T(t)X(x) で割っているけど、X(0) = 0 だから、0 で割ってはいけないのでは?

式(2.4)から(2.5)に行くときに、両辺を T(tX(x) で割っているけど、X(0) = 0 だから、全ての x, t で式が成り立っていないのではないか?
\displaystyle T(t)\frac{{\rm d}^2 X(x)}{{\rm d}x^2} = \frac{1}{v^2}X(x)\frac{{\rm d}^2T(t)}{{\rm d}t^2} ... (2.4)

から

\displaystyle \frac{1}{X(x)}\frac{{\rm d}^2 X(x)}{{\rm d}x^2} = \frac{1}{v^2 T(t)}\frac{{\rm d}^2T(t)}{{\rm d}t^2} ... (2.5)

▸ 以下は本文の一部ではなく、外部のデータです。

Issue #562, opened 2019-05-30
No Quest at marker for Guarded Thunder Ale Barrel


Lickwid:
Searched for a good 15 minutes, there no quest at the quest marker. Maybe I just missed it, but was standing on the marker for 5 minutes. Tried getting to it from the outside and you can't climb the mountains.

Edit: I just got the quest Bitter Rivals (https://www.wowhead.com/quest=310/bitter-rivals), and it appears to be on the same marker as Guarded Thunder Ale Barrel, possibly the start marker is wrong?

sinkda:
Just to confirm, you saw the quest to get the Guarded Thunder Ale Barrel but you didn't have the quest for Bitter Rivals yet?  I know this quest makes you buy the thunder ale for the dwarf in the inn's basement and he walks away. then you interact with the barrel behind him but in-game there is no quest marker on the barrel itself.  you have to mouse over it and it highlights then you can interact with that quest.

Lickwid:
Yep. I walked into town and started picking up quests, couldn't get that one. Didn't realize what it was until I was completing Bitter Rivals, and then I put two and two together.

PR #650, opened 2019-08-24
Fix #641

### LINKED ISSUE #641: Questie for 1.13 client quest issue: Guarded Thunder Ale Barrel
Guarded Thunder Ale Barrel is a quest in Dwarf starting zone that is not being treated properly by Questie. 

It is a optional quest which allows you to complete another quest: Unguarded Thunder Ale Barrel.

If someone has already complete the Guarded Thunder Ale Barrel quest recently, you are able to complete the Unguarded quest without doing the Guarded quest. After doing so, you are not able to do the Guarded quest, but it remains on the map and can't be removed.

I think Guarded Thunder Ale Barrel should be auto completed if Unguarded Thunder Ale Barrel is completed in order to avoid this issue.

BreakBB:
The [Guarded Thunderbrew Barrel](https://classic.wowhead.com/quest=403/guarded-thunderbrew-barrel) is an optional quest which can't be done if the [Return to Marleth](https://classic.wowhead.com/quest=311/return-to-marleth) quest has been done before.

This PR adds the quest IDs to the questExclusiveGroupFixes.

### DIFF
--- a/Database/corrections.lua
+++ b/Database/corrections.lua
@@ -17,7 +17,8 @@ questExclusiveGroupFixes = {
     [1943] = {1944}, -- mage robe breadcrumb
     [526] = {322,324}, -- not 100% sure on this one but it seems lightforge ingots is optional, block it after completing subsequent steps (#587)
     [3765] = {1275}, -- corruption abroad breadcrumb
-    [164] = {95} -- deliveries to sven is a breadcrumb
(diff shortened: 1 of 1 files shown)


AeroScripts:
Looks good <3 ill merge once classic is up

BreakBB:
This might fix #562 as well.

の変形のところで、両辺を T(tX(x) で割っています。

X(x) は x = 0 のところで 0, すなわち X(0) = 0 ですから、0 で割っていることになります。そうすると、(2.5)式は x = 0 のところでは ∞ となり、破綻している(式が成り立たない)のではないか、という指摘ですね。

(2.5)式の左辺

\displaystyle \frac{1}{X(x)}\frac{{\rm d}^2 X(x)}{{\rm d}x^2}  ... (2.5-l)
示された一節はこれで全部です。